A Brown Dog with A Short Coat and Red Collar Sitting in A Car with the Window Rolled Down

Summer Care Tips for Pupper Lovers

A Flat-Coated Retriever Resting Its Front Paws OnA Black Water Fountain and Drinking From It

Summer may be the time when you want to make the most of those clear skies, but you should pause and think of your furry friend before making your way to the beaches. Since most dogs have fur on their bodies, they cannot cool off as much through sweating as their hoomans.

Keep reading to learn the best dog care tips this summer, and keep your precious pets from getting a heat stroke or infection.

Spare Some Sun Protection for the Pooch

If your think fur’s enough to protect a canine from sunburn, think again. While the coat does help, some dogs with particularly short or light-hued fur may still get burned.

The uncensored sun has the same side effects for canines as it does for humans—they get flushed, develop blisters, and might even get skin cancer in the long run.

Therefore, you have to get a sunscreen compatible for pets and apply it after every four to five hours on patches where the fur’s running short, say the belly, ears, nose, and even the paws, for good measure.

Hot Car? Hell No!

If you’ve read the bit where we mentioned dogs can’t cool down by sweating, you should know they don’t stand a chance when left in the car on a hot day.

In case you’re not aware, a car parked under open skies in the summer can heat to twice the actual temperature. Leaving your dog in there can lead to a stroke within minutes.

A Male Surfer Riding the Waves with His Vested Dog

Read Your Pupper’s Body Language

Dogs like to take care of rising body temperatures by sweating out what they can, drinking water, panting, and releasing heat through their paws.

However, when the heat gets too much, you might want to watch out for change in their panting patterns, heavy drool, chapped and inflamed gums, diarrhea, dry heaving or vomiting, and uneven steps.

These are signs that your pooch needs a bit of shade to cool off. You can take extra measures by scrubbing their body with a wet cloth, but nothing too cold. If the symptoms persist, bring them to a vet for a checkup.

Beware the Water

When out on the beach or even by the pool, keep an eye on signs of struggle or exhaustion because getting out is much harder than diving in, and they might need your assistance to get back on dry ground.

Moreover, be safe when taking a water ride by buying them a life vest, even if the waters are tranquil and there’s no storm on the horizon.

A Brown Dog with A Short Coat and Red Collar Sitting in A Car with the Window Rolled Down

Keep Out the Summer Insects

If you’re wondering how an animal ends up getting infected in the summer, this right here’s your answer. When the weather’s practically tropical, it brings mosquitos, ticks, and other bloodsuckers with it that leave behind a host of diseases your puppy’s poor immune system may be too weak to fight.


We recommend preventive measures in the form of grass trimming and at least one visit to the clinic for prescriptive medicine against these parasites. Pesticides may kill the insects, but they’re not exactly pet-friendly.
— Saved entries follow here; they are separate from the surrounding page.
PR #114, opened 2021-07-28
Saving diagnostic data in binary result file instead

agnesramle:


src/pyfmi/fmi_algorithm_drivers.py
```diff
@@ -543,6 +552,73 @@ def _set_solver_options(self):
...
+                ei_values = self.model.get_event_indicators() if nof_ei > 0 else []
+                for i in range(nof_ei):
+                    self._diagnostics_var.append((diagnostics_start_name+"event_info.indicator_"+str(i+1), "Value for event indicator {}.".format(i+1)))
+                    self._diagnostics_var_start_values.append(ei_values[i])
+                for i in range(nof_ei):
+                    self._diagnostics_var.append((diagnostics_start_name+"event_info.state_event_info.index_"+str(i+1), "Zero crossing indicator for event indicator {}".format(i+1)))
+                    self._diagnostics_var_start_values.append(0.0)
+                self._diagnostics_var.append((diagnostics_start_name+"event_info.event_type", "No event=-1, state event=0, time event=1")) 
+                self._diagnostics_var_start_values.append(-1) 
+
```
jespermattsson, line 621: Perhaps you should have the diagnostics values as a map name → value or similar instead of a list of names and a list of values? The current approach seems both more fragile and less logical. If you later need it as a list, it is easy enough to convert. I see that the “names” one is actually [(name, description)] - perhaps you could do {name: (description, value)} or [(name, description, value)]?
There are a lot of places where you pass on all three diagnostics_* arguments on to other functions. It gets very verbose and in the way of readability. You may want to consider an object holding all three of them - then you could just pass that around.
You could also combine both of these to have an object with a map (or whatever is used for diagnostics_param_names + diagnostic_param_values) and a list for diagnostics_var.

src/pyfmi/fmi_util.pyx
```diff
@@ -310,7 +313,22 @@ cpdef prepare_data_info(np.ndarray[int, ndim=2] data_info, list sorted_vars, mod
...
+
+    last_index = 0    
+    for i in range(nof_sorted_vars+1+nof_diag_params, nof_sorted_vars+1+nof_diag_params+nof_diag_vars):
+        data_info[0,i] = 3
+        data_info[2,i] = 0
+        data_info[3,i] = -1
+        last_index = last_index + 1
+        data_info[1,i] = last_index
+
+    data = np.append(np.append(np.append(np.append(model.time, model.get_real(param_real)),model.get_integer(param_int).astype(float)),model.get_boolean(param_bool).astype(float)), np.array(diagnostics_param_values).astype(float))
```
jespermattsson, line 331: Sorry, but why on earth is that many calls nestled like that?
I see that there was a chain of append calls before and you just added one more, but you should still clean up things like this when you need to change them.
Looking at the docs ([numpy.append from NumPy 1.21](https://numpy.org/doc/stable/reference/generated/numpy.append.html), I hope that is the correct one), append accepts a list for the second argument. As far as I can tell, just calling it with all except the first argument lumped into a list will give the same results. There is also an axis arguments that lets you add columns or rows to a matrix and similar. 
Do note that each nestled call to append creates a new copy of the entire array.

src/pyfmi/fmi_util.pyx
```diff
@@ -356,10 +376,17 @@ cpdef convert_sorted_vars_name_desc(list sorted_vars):
...
+        if i < items:
+            var = sorted_vars[i]
+            tmp_name = encode(var.name)
+            tmp_desc = encode(var.description)
+        elif i < items+nof_diag_params:
+            tmp_name = encode(diag_param_names[i-items][0])
+            tmp_desc = encode(diag_param_names[i-items][1])
+        else:
+            tmp_name = encode(diag_vars[i-items-nof_diag_params][0])
+            tmp_desc = encode(diag_vars[i-items-nof_diag_params][1])
```
jespermattsson, line 389: This looks pretty fragile. Perhaps it would be better to loop over a generator?

```suggestion
    for tmp_name, tmp_desc in itertools.chain(map(lambda var: (var.name, var.description), sorted_vars), 
                                              diag_param_names, 
                                              diag_vars):
```
It will not create any copies of the data structures involved. Requires importing itertools, though.

src/pyfmi/fmi_util.pyx
```diff
@@ -371,16 +398,17 @@ cpdef convert_sorted_vars_name_desc(list sorted_vars):
         if desc_length_trial+1 > desc_length:
              desc_length = desc_length_trial + 1
 
-    name_output = <char*>FMIL.calloc((items+1)*name_length,sizeof(char))
+
+    name_output = <char*>FMIL.calloc((items+nof_diag_params+nof_diag_vars+1)*name_length,sizeof(char))
```
jespermattsson, line 402: Considering the number of times `items+nof_diag_params+nof_diag_vars+1` is repeated, perhaps it deserves to be in a local variable?

src/pyfmi/fmi_util.pyx
```diff
@@ -392,46 +420,53 @@ cpdef convert_sorted_vars_name_desc(list sorted_vars):
...
-        var = sorted_vars[i]
-        tmp_name = encode(var.name)
+    for i in range(items+nof_diag_params+nof_diag_vars):
+        if i < items:
+            var = sorted_vars[i]
+            tmp_name = encode(var.name)
+        elif i < items+nof_diag_params:
+            tmp_name = encode(diag_param_names[i-items][0])
+        else:
+            tmp_name = encode(diag_vars[i-items-nof_diag_params][0])
```
jespermattsson, line 448: This could also use a generator expression like the one above.

jespermattsson (commented):
I did not follow everything, so I suggest a second review.

src/pyfmi/fmi_algorithm_drivers.py
agnesramle: Changed in commit below to use dicts instead.

src/pyfmi/fmi_util.pyx
agnesramle: Fixed.

src/pyfmi/fmi_util.pyx
agnesramle: Fixed

src/pyfmi/fmi_util.pyx
agnesramle: Fixed

jespermattsson:
@agnesramle Your changes after my review looks good to me. I still suggest a second review, though, since I did not understand everything.

PR #120, opened 2021-09-15
Added new option to better illustrate its purpose when enabling diagnostic data

modelonrobinandersson:
Added new option to better illustrate its purpose when enabling diagnostic data as well as tests. Did also resolve a bug with the debug file not opened correctly as well as not generating it when we are writing results to the binary result file.


src/pyfmi/fmi_algorithm_drivers.py
```diff
@@ -100,10 +100,23 @@ class AssimuloFMIAlgOptions(OptionBase):
             solver.
             Default: "Default"
 
+        dynamic_diagnostics --
+            If True, will enable logging of diagnostics data and requires that
```
agnesramle, line 104: "will enable logging of diagnostics data to the binary result file.

src/pyfmi/fmi_algorithm_drivers.py
```diff
@@ -100,10 +100,23 @@ class AssimuloFMIAlgOptions(OptionBase):
             solver.
             Default: "Default"
 
+        dynamic_diagnostics --
+            If True, will enable logging of diagnostics data and requires that
+            the option 'result_handling' is set to 'binary', otherwise an exception is raised.
+            If True, the debug file will not be generated.
```
agnesramle, line 106: All users will not now what "the debug file" refers to. I suggest to remove this line, especially with the update above.

src/pyfmi/fmi_algorithm_drivers.py
```diff
@@ -100,10 +100,23 @@ class AssimuloFMIAlgOptions(OptionBase):
             solver.
             Default: "Default"
 
+        dynamic_diagnostics --
+            If True, will enable logging of diagnostics data and requires that
+            the option 'result_handling' is set to 'binary', otherwise an exception is raised.
+            If True, the debug file will not be generated.
+            Before simulation start, a check for name clashes between
```
agnesramle, line 107: State that it is "Diagnostics" that is forbidden, maybe something in line with:

Model variables are not allowed to start with "Diagnostics* using this option. This will be checked at simulation start and an exception raised if they do.

src/pyfmi/fmi_algorithm_drivers.py
```diff
@@ -100,10 +100,23 @@ class AssimuloFMIAlgOptions(OptionBase):
...
+            The diagnostics data will be available via the simulation resuls and/or the
+            binary result file generated during simulation.
+
+            Default: False
+
         logging --
             If True, creates a logfile from the solver in the current
             directory and enables logging of diagnostics data to logfile or resultfile,
             based on simulation option 'result_handling'.
+            If True and 'result_handling' is set to 'binary', a debug file is not generated.
```
agnesramle, line 119: Do not use the name debug file, the log file from the FMU is still generated and could be mixed up with this one.

tests/test_io.py
```diff
@@ -1037,12 +1040,120 @@ def test_diagnostics_data_cancelled_simulation_file_stream(self):
...
+        # Now add test_str to file, simulate, and verify that test_str is gone
+        with open(expected_debug_file, 'w') as f:
+            f.write(test_str)
+        model.simulate(options = opts)
+
+        # Verify
+        with open(expected_debug_file, 'r') as f:
+            l = f.readline()
+        nose.tools.assert_false(test_str in l, "Test failed, found '{}' in '{}'".format(test_str, l))
+
```
agnesramle, line 1150: Cant't the me1 and me2 tests be merged to 1 with an option instead? Much code duplication here.

agnesramle (changes requested):
Good job!

PR #135, opened 2022-02-20
improve handling of build depends,  PEP 518

vruge:
PEP 518: https://www.python.org/dev/peps/pep-0518/
see: https://cython.readthedocs.io/en/latest/src/userguide/source_files_and_compilation.html#basic-setup-py


vruge:
no longer necessary because of #139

Break-In Those Doggy Boots

Now’s the time to invest in pooch footwear—you know why? Because dogs do have skin on their paws, it feels hot surfaces like humans do. In the summers, the paws are usually where the heat enters their body, so you need to keep them off blistering hot, open surfaces, like roads, streets, and even your own front and backyard.

Our certified dog behaviorist suggests a simple spray of water on their paws and doggy boots when they’re out and about town with you. They look cute and get the job done. It’s a win-win!

A Dog in A Pool with Its Head Barely Out of the Water

Reconfigure Your Daily Walks

Your dog needs its daily walk—how else will it take care of business and scope out the ladies? In the warm season, however, you should push your walks back or bring them forward.

Instead of going out in the middle of the day, take your pup with you on your early morning runs, or go out in the evenings when the temperatures drop.

Continue the Trim Routine

Doggy fur’s a bit of a twofer. It keeps your pet from cooling off by sweating out but also does its best to keep the coat cool when temperatures run high and warm when they run low.

Therefore, you must not get rid of their coat during the summer season. It keeps them snug and cozy in the evenings and protects them from sunburn during the day. You’re better off keeping their fur the same as always—only trimming when absolutely necessary. However, if you must shave, leave at least an inch of coat on.

Don’t Be Late to Hydrate

You think we get thirstier during the summers? Wait till you see your new dog. Indeed, canines drink way more water in higher temperatures than humans because they get hotter faster.

Keep refilling its water dish when at home, make the food extra moist, and carry a spare water bottle with you at all times when outdoors. No amount is too much for your pooch.

We also recommend standing under awnings and shaded areas as much as possible when out and about because the only sun your pup’s getting is sunstroke—there’s no tan in between.